O problema não é o de se preocupar de fazer com que um porco morra de um modo não tão cruel (embora seja um problema urgente e importante), mas sim o de tentar imaginar uma organização social não baseada na exploração e na expropriação da vida: "O que parece necessário é tornar coletiva uma escolha não violenta, mas não se pode fazer isso esperando, `simplesmente`, que um dia os supermercados substituam a prateleira da carne e do queijo respectivamente pelas de seitan e tofu. O que parece necessário é pôr em discussão a própria estrutura do supermercado e dos sistemas afins que fornecem uma suposta liberdade de escolha entre aquilo que já foi escolhido na origem".
Para salvar a galinha é preciso entender como funciona a economia política, antes ainda de tentar estabelecer se uma galinha tem ou não uma vida mental. Até porque – ainda é Caffo que nos alerta – é forte o risco, caso contrário, de cair no antropomorfismo, um risco em que muitos animalistas continuam caindo. Por exemplo, é uma estranha forma de amar os animais a de quem diz que o seu cachorro (que estranheza, ser dono de uma vida) só falta falar: isto é, que esse cão deve ser amado não porque é um cão, mas sim porque é quase um ser humano.
A questão do animalismo é, portanto, a de uma política e de uma filosofia que põem no centro das atenções o "direito à vida, à expressão, à morte" dos seres vivos. Como nos lembra Darwin, a partir da infinita diversidade das formas de vida.

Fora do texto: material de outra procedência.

Issue #10520, opened 2022-11-05
Add utility method to get the websocket pattern


jmcdo29:
### Is there an existing issue that is already proposing this?

- [X] I have searched the existing issues

### Is your feature request related to a problem? Please describe it

Right now, the only way to get the current pattern being triggered for a websocket request is to do so via reflection and reading the metadata set by the `@SubscribeMessage()` decorator, which is okay for an interceptor, but unusable in a filter as there is no `ExecutionContext#getClass()` or `ExecutionContext#getHandler()` in filters.

### Describe the solution you'd like

Just like the RPC contexts have specific helper methods added to their `ArgumentsHost#switchToHrpc().getClient()` result to get the current pattern (e.g. MQTT -> `getTopic()`, NATS -> `getSubject()`, etc) it would be helpful for the `ArgumentsHost#switchToWs().getClient()` had a utility method to get the current message pattern. Maybe specifically `getPattern()`?

### Teachability, documentation, adoption, migration strategy

We can mention it in the docs on either the `exception filters`, `guards`, or `interceptors` page, or create a new page about the `WsExecutionContext` so that it's better documented. Adoption would be by those who are building something like I am. No migration strat needed, it should theoretically be a non-breaking change.

### What is the motivation / use case for changing the behavior?

I'm working on improving functionality for [ogma](https://github.com/jmcdo29/ogma) so that it can log exceptions from the filter that aren't previously logged via its interceptor. HTTP, GQL, and RPC, this is all doable with minor modifications I'm just stuck on the implementation for WS because of the lack of ability to get this value. It would be possible with custom ws and socket.io adapters that bind middleware, but it would be much nicer to not have to have devs use anything other than what my package provides.

kamilmysliwiec:
Sounds like a useful enhancement. Would you like to work on this feature @jmcdo29?

jmcdo29:
I'll need some insight in where the contract gets created on request, but one I have that I think I should be okay

jmcdo29:
I think I got something working. @kamilmysliwiec we don't bind an exception filter for invalid events like we do the 404 handler in HTTP, right?

kamilmysliwiec:
> @kamilmysliwiec we don't bind an exception filter for invalid events like we do the 404 handler in HTTP, right?

Could you clarify what you mean by _invalid events_? 🤔 Emitting events for which there are no corresponding handlers?

my-random-username:
[...]

PR #10545, opened 2022-11-09
feat: create method on client to get websocket pattern

jmcdo29:
## PR Checklist

## PR Type

- [ ] Bugfix
- [X] Feature
- [ ] Build related changes
- [ ] CI related changes

The only way to get the websocket pattern is through reflection, which is unavailable inside of filters as the `ArgumentsHost` doesn't have a `getClass` or `getHandler` method. 

Issue Number: #10520

## What is the new behavior?

`ExecutionContext#switchToWs().getClient()` now has a `getPattern()` method attached to it so that the pattern can be retrieved in filters.

This pattern **is still a reflected pattern**, and not retrieved from the direct request, as we don't, to my knowledge, bind the exception filter for when invalid patterns are called (if I'm wrong about that please point to where it is)

- [ ] Yes
- [X] No

## Other information

### DIFF
--- a/packages/websockets/context/ws-context-creator.ts
+++ b/packages/websockets/context/ws-context-creator.ts
@@ -109,6 +109,7 @@ export class WsContextCreator {
     };
 
     return this.wsProxy.create(async (...args: unknown[]) => {
+      console.log(args);
       args.push(this.reflectCallbackPattern(callback));
       const initialArgs = this.contextUtils.createNullArray(argsLength);
       fnCanActivate && (await fnCanActivate(args));
--- a/packages/websockets/context/ws-context-creator.ts
+++ b/packages/websockets/context/ws-context-creator.ts
@@ -109,9 +109,7 @@ export class WsContextCreator {
     };
 
     return this.wsProxy.create(async (...args: unknown[]) => {
-      Object.assign(args[0] ?? {}, {
-        getPattern: () => this.reflectCallbackPattern(callback),
-      });
+      args.push(this.reflectCallbackPattern(callback));
       const initialArgs = this.contextUtils.createNullArray(argsLength);
       fnCanActivate && (await fnCanActivate(args));
 
--- a/packages/websockets/context/ws-context-creator.ts
+++ b/packages/websockets/context/ws-context-creator.ts
@@ -109,7 +109,7 @@ export class WsContextCreator {
     };
 
     return this.wsProxy.create(async (...args: unknown[]) => {
-      Object.assign(args[0], {
+      Object.assign(args[0] ?? {}, {
         getPattern: () => this.reflectCallbackPattern(callback),
       });
       const initialArgs = this.contextUtils.createNullArray(argsLength);
--- a/packages/websockets/context/ws-context-creator.ts
+++ b/packages/websockets/context/ws-context-creator.ts
@@ -23,7 +23,7 @@ import {
   InterceptorsContextCreator,
 } from '@nestjs/core/interceptors';
 import { PipesConsumer, PipesContextCreator } from '@nestjs/core/pipes';
-import { PARAM_ARGS_METADATA } from '../constants';
+import { MESSAGE_METADATA, PARAM_ARGS_METADATA } from '../constants';
 import { WsException } from '../errors/ws-exception';
 import { WsParamsFactory } from '../factories/ws-params-factory';
 import { ExceptionFiltersContext } from './exception-filters-context';
@@ -66,7 +66,6 @@ export class WsContextCreator {
       methodName,
       contextType,
     );
-
     const exceptionHandler = this.exceptionFiltersContext.create(
       instance,
       callback,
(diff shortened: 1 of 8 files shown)


kamilmysliwiec:
`ExecutionContext#switchToWs().getClient()` returns the `Socket` instance. What if someone used this type (as socket.io now ships TS declarations out-of-the-box) as a type argument, as follows:

```typescript
ExecutionContext#switchToWs().getClient<Socket>()
```
?

jmcdo29:
> `ExecutionContext#switchToWs().getClient()` returns the `Socket` instance. What if someone used this type (as socket.io now ships TS declarations out-of-the-box) as a type argument, as follows:
> 
> ```ts
> ExecutionContext#switchToWs().getClient<Socket>()
> ```
> 
> ?

We could update the generic of `getClient()` to be `getClient<T>(): T & { getPattern: () => string }`. Might not be the most ideal, but with the current approach I think it's the best we've got

packages/websockets/context/ws-context-creator.ts
```diff
@@ -109,6 +108,9 @@ export class WsContextCreator {
     };
 
     return this.wsProxy.create(async (...args: unknown[]) => {
+      Object.assign(args[0] ?? {}, {
+        getPattern: () => this.reflectCallbackPattern(callback),
+      });
```
kamilmysliwiec, line 113:
```suggestion
      Object.assign(args[0] ?? {}, {
        getPattern: () => this.reflectCallbackPattern(callback),
      });
```
Hmm.. I'm wondering if this won't cause some unexpected issues 🤔 If socket represents a single connection (and so its instance object is shared?), there's a probability that 2 messages from that socket might be processed asynchronously (independently). 

Example:
- Connection to server is established (socket instance is created)
- Message A is emitted 
 - we mutate the "socket instance" enhancing it with the "getPattern()" method
 - before this message is processed, some asynchronous operation is triggered in (guard/interceptor/wherever)
- In the meantime, message B is emitted
 - we mutate the same "socket instance" again replacing the previous "getPattern()" method
- Async operation (mentioned above) completes and we're back to processing message A.
- In another interceptor/guard we call `client.getPattern()` when processing message A but it's already overridden with the message B's "getPattern" implementation

jmcdo29: Rather than mutating the client, could I add a new `args` entry and let `getPattern()` retrieve `args[2]`? Would that be more "stable"?

jmcdo29: Great call by the way! I moved `getPattern` to be a method on `WsArgumentHost` instead of under the `getClient()` so that it should be unique per request as the `WsArgumentHost` already is. Tests are still passing and the interfaces are updated. Let me know if you think of any other issues with this approach :smile_cat:

.circleci/config.yml
```diff
@@ -35,7 +35,7 @@ jobs:
       - checkout
       - run:
           name: Update NPM version
-          command: 'sudo npm install -g npm@latest'
+          command: 'sudo npm install -g npm@^8'
```
jmcdo29, line 38: npm v9 was released on 2022-10-24 is is not compatible with node 12. Today (2022-11-09) it was set to the `@latest` tag for `npm` so our CircleCI builds started breaking. 

> Wednesday Nov. 9th (General Availability)
> To ensure npm@9.x is considered "non-breaking" for Node.js LTS we will codify a set of exit criteria in collaboration with the [Release WG](https://github.com/nodejs/release)
> npm@9.x will be set to the latest dist-tag (becoming the latest, maintained version of npm)
> A PR will be opened to land npm@9.x in nodejs/node's main branch (exposing experimental/nightly users to this latest version)

https://github.blog/changelog/2022-10-24-npm-v9-0-0-released/

packages/websockets/context/ws-context-creator.ts
```diff
@@ -109,6 +108,8 @@ export class WsContextCreator {
     };
 
     return this.wsProxy.create(async (...args: unknown[]) => {
+      console.log(args);
```
kamilmysliwiec, line 111:
```suggestion
```

packages/websockets/context/ws-context-creator.ts
```diff
@@ -109,6 +108,8 @@ export class WsContextCreator {
...
+      args.push(this.reflectCallbackPattern(callback));
```
kamilmysliwiec, line 112:
```suggestion
      args.push(this.reflectCallbackPattern(callback));
      
```

jmcdo29:
Hey @kamilmysliwiec anything else you'd like me to work with on this feature?

jmcdo29:
Hey @kamilmysliwiec any chance this can make it in before v10?

Tony133 (approved):

jmcdo29:
@kamilmysliwiec just making sure there's visibility on this. I know you've got your hands full with a lot.

I'd like to get this merged in so I can make a minor release with a new feature for ogma before I release a major upgrade with breaking changes, as this would be a super helpful feature when it comes to logging errors

kamilmysliwiec:
LGTM

PR #10558, opened 2022-11-12
feat(core): add hint to unknown dependency error msg

micalevisk:
## PR Checklist

## PR Type

- [ ] Bugfix
- [x] Feature
- [ ] Build related changes
- [ ] CI related changes

Sometimes people wrongly put things that aren't modules inside `imports` array, which leads to errors such as:

image

in this example we have a class annotated with `@WebSocketGateway()` placed at `imports` array of `EventsModule`

I found that sometimes people didn't understand that the error message tells that `EventsGateway` is being treated as a nestjs module

## What is the new behavior?

In the scenario described above, the error message will be:

image

I hope that with this minor change people we now understand why they got that error faster.

I'm a bit concerd on the proposed message tho. Another suggestion would be:

```
- If ${dependencyName} is a provider, is it part of the current module Module?
- If ${dependencyName} is exported from a separate @Module, is that module imported within the module ${moduleName} 
```

so people won't complain on what it's a 'valid module'

- [ ] Yes
- [x] No

### DIFF
--- a/packages/core/errors/messages.ts
+++ b/packages/core/errors/messages.ts
@@ -60,19 +60,31 @@ export const UNKNOWN_DEPENDENCIES_MESSAGE = (
     dependencies,
     key,
   } = unknownDependencyContext;
-  const moduleName = getModuleName(module) || 'Module';
+  const moduleName = getModuleName(module);
   const dependencyName = getDependencyName(name);
 
-  let message = `Nest can't resolve dependencies of the ${type.toString()}`;
-
-  const potentialSolutions = `\n
+  const potentialSolutions =
+    // If module's name is well defined
+    moduleName !== 'current'
+      ? `\n
 Potential solutions:
+- Is ${moduleName} a valid NestJS module?
 - If ${dependencyName} is a provider, is it part of the current ${moduleName}?
 - If ${dependencyName} is exported from a separate @Module, is that module imported within ${moduleName}?
   @Module({
     imports: [ /* the Module containing ${dependencyName} */ ]
   })
+`
+      : `\n
+Potential solutions:
+- If ${dependencyName} is a provider, is it part of the current Module?
+- If ${dependencyName} is exported from a separate @Module, is that module imported within Module?
+  @Module({
+    imports: [ /* the Module containing ${dependencyName} */ ]
+  })
 `;
+
+  let message = `Nest can't resolve dependencies of the ${type.toString()}`;
 
   if (isNil(index)) {
     message += `. Please make sure that the "${key.toString()}" property is available in the current context.${potentialSolutions}`;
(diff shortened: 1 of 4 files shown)


packages/core/errors/messages.ts
```diff
@@ -60,20 +60,30 @@ export const UNKNOWN_DEPENDENCIES_MESSAGE = (
     dependencies,
     key,
   } = unknownDependencyContext;
-  const moduleName = getModuleName(module) || 'Module';
+  const moduleName = getModuleName(module) || undefined;
```
jmcdo29, line 63: Based on the definition of [`getModuleName`](https://github.com/nestjs/nest/blob/master/packages/core/errors/messages.ts#L46) will this ever return `undefined`?

jmcdo29 (commented):
Love the additional info in the error message! Just wondering about if `undefined` would ever be a valid value, as `getModuleName` returns `'current'` as a fallback if no name is found

packages/core/errors/messages.ts
micalevisk: just want to make clear that if the `getModule` returns falsy (which is probably never) the moduleName won't be defined. But yeah, as the condition below is just `moduleName ? x : y` we are already checking on falsy values anyway

packages/core/test/errors/test/messages.spec.ts
```diff
@@ -18,6 +18,7 @@ describe('Error Messages', () => {
         stringCleaner(`Nest can't resolve dependencies of the CatService (?, CatService). Please make sure that the argument dependency at index [0] is available in the current context.
   
       Potential solutions:
+      - Is current a valid NestJS module?
```
jmcdo29, line 21: A couple of these tests need to be updated now, right?

micalevisk:
good catch! I didn't notice that. As we don't want to prompt out 'current is a valid NestJS module', we need to check if we have the module name to display

packages/core/test/errors/test/messages.spec.ts
micalevisk: idk why but I thought that the 'current' here was the name defined for the test lol

micalevisk:
@jmcdo29 btw what do you think of this message instead:  
`Is <module> a valid NestJS module? If not, it must not appear in the "imports" array`

jmcdo29:
> @jmcdo29 btw what do you think of this message instead: `Is <module> a valid NestJS module? If not, it must not appear in the "imports" array`

@micalevisk I think I'd rather we link to the [modules documentation page](https://docs.nestjs.com/modules). Maybe even add a link to the [Common Errors docs](https://docs.nestjs.com/faq/common-errors) too at the end of the message and make extra mentions there as needed. 

@kamilmysliwiec thoughts on linking to the docs in these cases?

micalevisk:
well, links are clickable in my terminal at least :p

image

kamilmysliwiec:
LGTM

Aqui vale a pena mencionar o livro de Massimo Filippi, Ai confini dell`umano. Gli animali e la morte [Nas fronteiras do humano. Os animais e a morte] (Ed. Ombre Corte, 95 páginas), que aborda o tema da "máquina antropológica", isto é, da operação mediante a qual a filosofia (assim como a religião) reafirma a separação do humano e do animal. Uma separação que chega, com Heidegger, a defender que os animais, na realidade, não morrem, porque eles só podem perecer, enquanto a morte é uma prerrogativa exclusivamente humana. Mas o que significa que os animais não morrem? Que o humano é, portanto, algo radicalmente diferente do resto dos seres vivos. Ora, já no próprio absurdo de falar do animal no singular, da animalidade em geral, está implícita uma separação que, quanto mais é falsa, mais ela deve ser reiterada sempre de novo.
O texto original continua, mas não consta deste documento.